You start by either creating your own or selecting one of the pre-made parts that you can then use in your level. You can assign behavior to each object and make it more or less aggressive. Then, you move onto each element including designing the bullet motions and attack patterns, which can be a task when you want to balance out each level, making it harder or easier. After this has been set up, you can to place each object on the level, adjusting their position for each stage. You can design the color scheme and add decorative objects as well as other barriers such as mountains or towers. You can zoom in and out and design each part of the level and make something you like. After you're done creating your level, you can tweak and test it out in the preview mode. Blast Works allows you to save at any point in this process so your work won't get lost.
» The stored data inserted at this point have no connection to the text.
PR #1248, opened 2022-05-04
Created module for RHEL 7 to RHEL 8 upgrade

bangelic:
Created a new module for the master.adoc for Upgrading and Updating Foreman. This module is titled proc_upgrading-el7-to-el8.adoc. The content came from an existing document and was cleaned up for minimalist purposes and grammar. The content was pulled from this link: https://hackmd.io/@evgeni/B1AT256Q5

@melcorr This is the one you needed a PR for. Needed to clean up the content to fit minimalist principles. Did not see any attributes for RHEL so let me know if I missed that.

Cherry-pick into:

* [ ] Foreman 3.2
* [ ] Foreman 3.1

### DIFF
--- a/guides/common/modules/proc_upgrading-el7-to-el8.adoc
+++ b/guides/common/modules/proc_upgrading-el7-to-el8.adoc
@@ -1,4 +1,4 @@
-[id="Upgrading-Project-from-EL7-to-EL8{context}"]
+[id="Upgrading-Project-from-EL7-to-EL8_{context}"]
 ifdef::satellite[]
 = Upgrading {Project} from {RHEL} 7 to {RHEL} 8
 endif::[]
@@ -6,38 +6,72 @@ ifdef::katello,foreman-el[]
 = Upgrading {Project} from Enterprise Linux 7 to Enterprise Linux 8
 endif::[]
 
+ifdef::satellite[]
 Use this procedure to upgrade your {Project} installation from {RHEL} 7 to {RHEL} 8.
 LEAPP is the supported tool for {RHEL} 7 to {RHEL} 8 upgrades.
-
-.Prerequisites
-ifdef::katello,foreman-el[]
-* {Project} {ProjectVersionPrevious} running on CentOS Linux 7.
-- {Project} installations running on {RHEL} 7 cannot upgrade to {RHEL} 8. You must have a {RHEL} compatible LEAPP build to upgrade.
 endif::[]
 
+ifdef::katello,foreman-el[]
+Use this procedure to upgrade your {Project} installation from Enterprise Linux 7 to Enterprise Linux 8.
+LEAPP is the supported tool for {RHEL} 7 to {RHEL} 8 upgrades.
+endif::[]
+
+
+ifdef::katello,foreman-el[]
+.Prerequisites
+* {Project} {ProjectVersionPrevious} running on CentOS Linux 7.
+- {Project} installations running on {RHEL} 7 cannot upgrade to {RHEL} 8.
+You must have a {RHEL} compatible LEAPP build to upgrade.
 * Access to available repositories or a local mirror of repositories.
 * No outstanding updates.
-ifdef::katello,foreman-el[]
 * {Project} installations can be upgraded to CentOS Stream 8 and a {RHEL} rebuild.
 endif::[]
 
+ifdef::satellite[]
+.Prerequisites
+* Access to available repositories or a local mirror of repositories.
+* No outstanding updates.
+
 .Procedure
+[start=1]
+. Ensure `leapp preupgrade` has no issues.
+[start=2]
+. Run:
+----
+# leapp upgrade
+----
+[start=3]
+. Reboot the system.
+[start=4]
+. After the system reboots, a live system conducts the upgrade, reboots to fix SELinux labels, then reboots into the final {RHEL} 8 system.
+[start=5]
+. After the system reboots, LEAPP finishes the upgrade, watch it with:
+----
+# journalctl -u leapp_resume -f
+----
+
+[NOTE]
+====
+If you install the system and need to use `--disable-system-checks`, the last step of the upgrade is going to fail, and you need to call `{foreman-installer} --disable-system-checks` manually once the system reboots.
+====
+endif::[]
+
 ifdef::katello,foreman-el[]
+.Procedure
+[start=1]
 . Configure the https://copr.fedorainfracloud.org/coprs/g/theforeman/leapp/[@theforeman/leapp COPR Repository], which contains newer LEAPP packages than those shipped by https://wiki.almalinux.org/elevate/[AlmaLinux/ELevate], and support {Project} upgrades:
 
-+
 ----
 # curl -o /etc/yum.repos.d/theforeman-leapp.repo https://copr.fedorainfracloud.org/coprs/g/theforeman/leapp/repo/epel-7/group_theforeman-leapp-epel-7.repo
 ----
+[start=2]
 . Install required packages:
-+
 ----
 # yum install leapp leapp-repository leapp-data-centos
 ----
 
-ifdef::katello,foreman-el[]
+[start=3]
 . Add {Project} specific repositories to `/etc/leapp/files/leapp_upgrade_repositories.repo`:
-+
 ----
 [leapp-foreman]
 name=Foreman 3.2
@@ -98,46 +132,40 @@ gpgcheck=1
 ----
 endif::[]
 
+ifdef::katello,foreman-el[]
 * If you are using Puppet 6 instead of Puppet 7, replace the `7` with a `6` in the `leapp-puppet7` entry.
 
 * You need a Puppet repository for the Puppet agent that the installer is using.
 endif::[]
 
 ifdef::katello,foreman-el[]
+[start=4]
 . We do not support Enterprise Linux 8 installations with EPEL 8 enabled, so remove `epel-release`:
-+
 ----
 # yum remove epel-release
 ----
-
+[start=5]
 . Remove `centos-release-scl` and `centos-release-scl-rh` repositories:
-+
 ----
 # yum remove centos-release-scl centos-release-scl-rh
 ----
+[start=6]
 . Let LEAPP analyze your system:
-+
 ----
 # leapp preupgrade
 ----
-
 The first run is expected to fail but report issues.
 Continue to the next step for remediation.
 
 [start=7]
 . Fix issues found by LEAPP (check `/var/log/leapp/leapp-report.txt` for details):
-+
 ----
 # rmmod pata_acpi
 # echo PermitRootLogin yes | tee -a /etc/ssh/sshd_config
 # leapp answer --section remove_pam_pkcs11_module_check.confirm=True
 ----
-+
-endif::[]
-
 ifdef::katello,foreman-el[]
 ** The `preupgrade` might fail with a dependency resolution error such as:
-+
 
 * "package rubygem-fx-0.5.0-2.el8.noarch requires rubygem(railties) >= 4.0.0, but none of the providers can be installed"
 * "package rubygem-railties-6.0.4.7-1.el8.noarch requires rubygem(thor) < 2.0, but none of the providers can be installed"
@@ -156,30 +184,32 @@ Remove `rubygem-thor`:
 ----
 endif::[]
 
+ifdef::katello,foreman-el[]
 [start=8]
 . Ensure `leapp preupgrade` has no issues.
-+
+endif::[]
+
+ifdef::katello,foreman-el[]
+[start=9]
 . Run:
-+
 ----
 # leapp upgrade
 ----
-
-+
-
-. Reboot the system.
-+
-ifdef::satellite[]
-. After the system reboots, a live system conducts the upgrade, reboots to fix SELinux labels, then reboots into the final {RHEL} 8 system.
-+
 endif::[]
+
+
 ifdef::katello,foreman-el[]
-. After the system reboots, a live system conducts the upgrade, reboots to fix SELinux labels, then reboots into the final Enterprise Linux 8 system.
-+
+[start=10]
+. Reboot the system.
 endif::[]
 
+ifdef::katello,foreman-el[]
+[start=11]
+. After the system reboots, a live system conducts the upgrade, reboots to fix SELinux labels, then reboots into the final Enterprise Linux 8 system.
+
+
+[start=12]
 . After the system reboots, LEAPP finishes the upgrade, watch it with:
-+
 ----
 # journalctl -u leapp_resume -f
 ----
@@ -188,3 +218,4 @@ endif::[]
 ====
 If you install the system and need to use `--disable-system-checks`, the last step of the upgrade is going to fail, and you need to call `{foreman-installer} --disable-system-checks` manually once the system reboots.
 ====
+endif::[]
--- a/guides/common/modules/proc_upgrading-el7-to-el8.adoc
+++ b/guides/common/modules/proc_upgrading-el7-to-el8.adoc
@@ -8,13 +8,21 @@ LEAPP is the supported tool for Enterprise Linux 7 to Enterprise Linux 8 upgrade
 * {Project} {ProjectVersion} running on Enterprise Linux 7.
 * Access to available repositories or a local mirror of repositories.
 * No outstanding updates.
-* {Project} installations can be upgraded to CentOS Stream 8 and a {RHEL} rebuild.
+* {Project} installations running on CentOS 7 can be upgraded to CentOS Stream 8 or a {RHEL} rebuild.
 
 .Procedure
-. Do not perform this step on {RHEL} as this is for CentOS. Configure the https://copr.fedorainfracloud.org/coprs/g/theforeman/leapp/[@theforeman/leapp COPR Repository], which contains newer LEAPP packages than those shipped by https://wiki.almalinux.org/elevate/[AlmaLinux/ELevate], and support {Project} upgrades:
+. Configure the repositories to obtain LEAPP.
++
+On CentOS, configure the https://copr.fedorainfracloud.org/coprs/g/theforeman/leapp/[@theforeman/leapp COPR Repository], which contains newer LEAPP packages than those shipped by https://wiki.almalinux.org/elevate/[AlmaLinux/ELevate], and support {Project} upgrades:
 +
 ----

As you create each level, you can tweak and change any element you want as you go along. While the process might seem daunting at first, you can use the included user-created levels as templates to get started faster and give you ideas. Once you have completed the level design process, you can then save it and play it yourself from the main menu under the 'user levels' heading, or trade it with other players via the online Blast Works Depot site. This is a fun and simple editing process and it won't take a lot of time to make a basic level, usually about half an hour or so, with more elaborate levels taking longer. There's a lot of versatility in this engine, and you can go a long way using the editing tool. While the parameters are defined and somewhat constrained by the main game's accumulation play mechanics, you can still create some fairly interesting and unique levels without much effort. This feature definitely sets Blast Works apart from other games on the market, and its fun without being overly complicated or labor intensive.

This is an outstanding value proposition between the innovative gameplay seen in the main game, which offers a refreshing change of pace from the usual shooter mechanics, and the powerful user editing tool, which gives players plenty of flexibility in designing and editing their own levels. Blast Works offers a great amount of compelling gaming in an accessible package, and goes several steps further by allowing gamers to create their own levels in a way that's powerful without becoming overcomplicated. This is probably one of the best 'sleeper' titles on the Wii. It didn't get the attention of other user-generated games like LittleBig Planet but, Blast Works is an excellent example of how to integrate innovative gameplay and user-generated content without compromising either area of the title.